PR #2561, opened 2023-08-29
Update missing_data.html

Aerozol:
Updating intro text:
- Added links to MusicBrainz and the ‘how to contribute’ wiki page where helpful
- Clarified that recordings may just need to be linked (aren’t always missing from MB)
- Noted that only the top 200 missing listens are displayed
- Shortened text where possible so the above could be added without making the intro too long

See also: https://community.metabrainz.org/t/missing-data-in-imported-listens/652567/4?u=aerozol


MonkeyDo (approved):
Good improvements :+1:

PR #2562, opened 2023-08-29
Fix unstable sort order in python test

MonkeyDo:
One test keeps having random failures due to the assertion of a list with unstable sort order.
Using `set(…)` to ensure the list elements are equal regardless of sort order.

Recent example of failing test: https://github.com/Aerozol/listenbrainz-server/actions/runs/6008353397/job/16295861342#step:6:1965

::::::::::

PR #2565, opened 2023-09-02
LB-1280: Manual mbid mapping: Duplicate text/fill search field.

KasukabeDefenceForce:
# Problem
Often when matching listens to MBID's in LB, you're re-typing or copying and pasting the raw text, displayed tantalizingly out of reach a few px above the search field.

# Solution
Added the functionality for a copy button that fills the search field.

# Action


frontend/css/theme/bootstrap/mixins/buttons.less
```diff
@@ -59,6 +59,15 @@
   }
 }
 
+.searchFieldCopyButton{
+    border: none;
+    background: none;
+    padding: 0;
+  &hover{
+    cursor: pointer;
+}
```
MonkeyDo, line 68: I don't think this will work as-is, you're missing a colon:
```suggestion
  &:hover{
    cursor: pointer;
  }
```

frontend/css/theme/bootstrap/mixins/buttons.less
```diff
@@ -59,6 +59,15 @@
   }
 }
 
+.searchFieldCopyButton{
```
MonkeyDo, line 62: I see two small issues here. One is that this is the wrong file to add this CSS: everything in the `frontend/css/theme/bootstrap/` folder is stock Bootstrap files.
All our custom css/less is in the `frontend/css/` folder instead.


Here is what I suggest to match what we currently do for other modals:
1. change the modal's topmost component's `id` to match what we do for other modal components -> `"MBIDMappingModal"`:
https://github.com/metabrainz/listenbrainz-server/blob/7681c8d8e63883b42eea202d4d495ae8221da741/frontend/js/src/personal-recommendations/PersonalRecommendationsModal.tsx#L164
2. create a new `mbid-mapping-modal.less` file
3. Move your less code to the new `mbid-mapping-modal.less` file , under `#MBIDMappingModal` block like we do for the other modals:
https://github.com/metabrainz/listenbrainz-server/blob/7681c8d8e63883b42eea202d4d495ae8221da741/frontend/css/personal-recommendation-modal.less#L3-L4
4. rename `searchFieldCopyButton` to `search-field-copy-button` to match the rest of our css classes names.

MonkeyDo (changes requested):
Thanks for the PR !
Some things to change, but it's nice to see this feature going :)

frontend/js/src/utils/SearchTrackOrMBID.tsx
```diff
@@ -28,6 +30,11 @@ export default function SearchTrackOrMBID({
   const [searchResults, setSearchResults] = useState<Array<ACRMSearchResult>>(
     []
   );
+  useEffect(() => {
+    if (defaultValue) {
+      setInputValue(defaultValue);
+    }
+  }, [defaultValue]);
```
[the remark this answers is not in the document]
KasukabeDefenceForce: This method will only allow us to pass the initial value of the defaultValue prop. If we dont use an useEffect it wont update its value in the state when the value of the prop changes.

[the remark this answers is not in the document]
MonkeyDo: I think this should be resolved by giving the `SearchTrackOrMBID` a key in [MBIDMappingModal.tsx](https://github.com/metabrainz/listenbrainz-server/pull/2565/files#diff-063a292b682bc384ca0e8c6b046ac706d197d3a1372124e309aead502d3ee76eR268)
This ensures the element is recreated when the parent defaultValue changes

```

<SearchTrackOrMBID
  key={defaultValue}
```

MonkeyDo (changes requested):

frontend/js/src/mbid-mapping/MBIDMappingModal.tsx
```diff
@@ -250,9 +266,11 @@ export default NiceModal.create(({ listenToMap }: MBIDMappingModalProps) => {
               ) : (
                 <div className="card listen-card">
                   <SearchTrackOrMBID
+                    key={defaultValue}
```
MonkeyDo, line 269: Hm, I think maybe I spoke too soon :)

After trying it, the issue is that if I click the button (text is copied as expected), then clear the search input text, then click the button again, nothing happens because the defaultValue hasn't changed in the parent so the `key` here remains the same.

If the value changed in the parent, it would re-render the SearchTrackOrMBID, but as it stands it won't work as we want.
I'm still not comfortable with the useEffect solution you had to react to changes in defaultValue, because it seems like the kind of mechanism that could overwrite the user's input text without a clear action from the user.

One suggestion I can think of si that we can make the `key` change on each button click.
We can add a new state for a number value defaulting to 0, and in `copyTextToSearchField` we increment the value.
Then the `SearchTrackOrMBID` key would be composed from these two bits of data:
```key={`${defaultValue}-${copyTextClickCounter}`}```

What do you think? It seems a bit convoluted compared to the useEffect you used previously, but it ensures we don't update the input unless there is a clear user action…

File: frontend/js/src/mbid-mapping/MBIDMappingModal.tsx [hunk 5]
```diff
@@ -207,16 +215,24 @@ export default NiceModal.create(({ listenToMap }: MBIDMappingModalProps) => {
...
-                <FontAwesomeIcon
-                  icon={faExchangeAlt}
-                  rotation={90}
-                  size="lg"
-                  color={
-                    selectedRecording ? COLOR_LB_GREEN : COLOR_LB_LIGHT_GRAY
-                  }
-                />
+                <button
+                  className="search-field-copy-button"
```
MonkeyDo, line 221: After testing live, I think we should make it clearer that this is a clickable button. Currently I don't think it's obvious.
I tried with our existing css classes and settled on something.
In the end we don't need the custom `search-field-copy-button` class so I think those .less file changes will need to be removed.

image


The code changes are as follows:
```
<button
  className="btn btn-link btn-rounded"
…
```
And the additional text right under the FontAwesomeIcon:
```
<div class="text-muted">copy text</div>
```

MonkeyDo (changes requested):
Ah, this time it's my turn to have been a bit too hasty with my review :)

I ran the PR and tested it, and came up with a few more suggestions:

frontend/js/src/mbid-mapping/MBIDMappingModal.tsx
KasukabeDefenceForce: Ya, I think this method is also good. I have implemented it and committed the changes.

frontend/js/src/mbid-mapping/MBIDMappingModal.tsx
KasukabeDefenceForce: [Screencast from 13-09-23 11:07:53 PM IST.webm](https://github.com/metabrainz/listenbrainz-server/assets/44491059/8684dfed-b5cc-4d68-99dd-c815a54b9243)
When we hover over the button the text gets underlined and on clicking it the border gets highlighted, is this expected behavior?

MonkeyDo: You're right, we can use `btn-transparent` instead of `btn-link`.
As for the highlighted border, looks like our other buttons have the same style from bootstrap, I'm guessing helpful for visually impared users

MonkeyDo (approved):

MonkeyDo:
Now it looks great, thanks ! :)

::::::::::

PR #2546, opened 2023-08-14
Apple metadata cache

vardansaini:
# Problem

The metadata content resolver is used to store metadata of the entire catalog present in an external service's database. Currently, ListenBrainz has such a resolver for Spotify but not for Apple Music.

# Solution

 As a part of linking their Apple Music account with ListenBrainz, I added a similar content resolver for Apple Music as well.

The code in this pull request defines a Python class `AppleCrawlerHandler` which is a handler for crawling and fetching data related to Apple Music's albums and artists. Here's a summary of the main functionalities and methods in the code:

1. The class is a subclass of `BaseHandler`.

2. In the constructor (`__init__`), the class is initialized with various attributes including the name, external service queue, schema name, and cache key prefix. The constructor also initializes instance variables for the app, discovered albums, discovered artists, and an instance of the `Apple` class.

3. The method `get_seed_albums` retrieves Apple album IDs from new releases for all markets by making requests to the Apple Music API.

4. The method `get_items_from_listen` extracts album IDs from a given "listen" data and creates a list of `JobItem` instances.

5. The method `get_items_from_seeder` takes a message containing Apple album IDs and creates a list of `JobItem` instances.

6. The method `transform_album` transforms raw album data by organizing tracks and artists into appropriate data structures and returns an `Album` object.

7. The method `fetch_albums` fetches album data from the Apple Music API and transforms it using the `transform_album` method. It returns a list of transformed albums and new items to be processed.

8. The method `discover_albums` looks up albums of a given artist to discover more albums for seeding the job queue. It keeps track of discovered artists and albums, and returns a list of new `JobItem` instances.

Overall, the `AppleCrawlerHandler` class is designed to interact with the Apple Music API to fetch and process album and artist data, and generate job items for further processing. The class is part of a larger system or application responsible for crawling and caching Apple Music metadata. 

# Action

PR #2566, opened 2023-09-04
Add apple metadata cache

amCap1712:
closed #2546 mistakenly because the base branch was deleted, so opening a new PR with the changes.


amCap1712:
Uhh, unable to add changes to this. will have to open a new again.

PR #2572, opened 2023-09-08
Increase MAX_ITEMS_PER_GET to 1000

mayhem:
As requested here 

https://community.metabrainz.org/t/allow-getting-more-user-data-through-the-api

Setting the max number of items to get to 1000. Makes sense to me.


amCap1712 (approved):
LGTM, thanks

::::::::::

ABOUT THIS TASK: From the material above, copy out every line bearing the string "that".

TASK SOLUTION:
- Clarified that recordings may just need to be linked (aren’t always missing from MB)
- Noted that only the top 200 missing listens are displayed
Added the functionality for a copy button that fills the search field.
MonkeyDo, line 62: I see two small issues here. One is that this is the wrong file to add this CSS: everything in the `frontend/css/theme/bootstrap/` folder is stock Bootstrap files.
After trying it, the issue is that if I click the button (text is copied as expected), then clear the search input text, then click the button again, nothing happens because the defaultValue hasn't changed in the parent so the `key` here remains the same.
I'm still not comfortable with the useEffect solution you had to react to changes in defaultValue, because it seems like the kind of mechanism that could overwrite the user's input text without a clear action from the user.
One suggestion I can think of si that we can make the `key` change on each button click.
MonkeyDo, line 221: After testing live, I think we should make it clearer that this is a clickable button. Currently I don't think it's obvious.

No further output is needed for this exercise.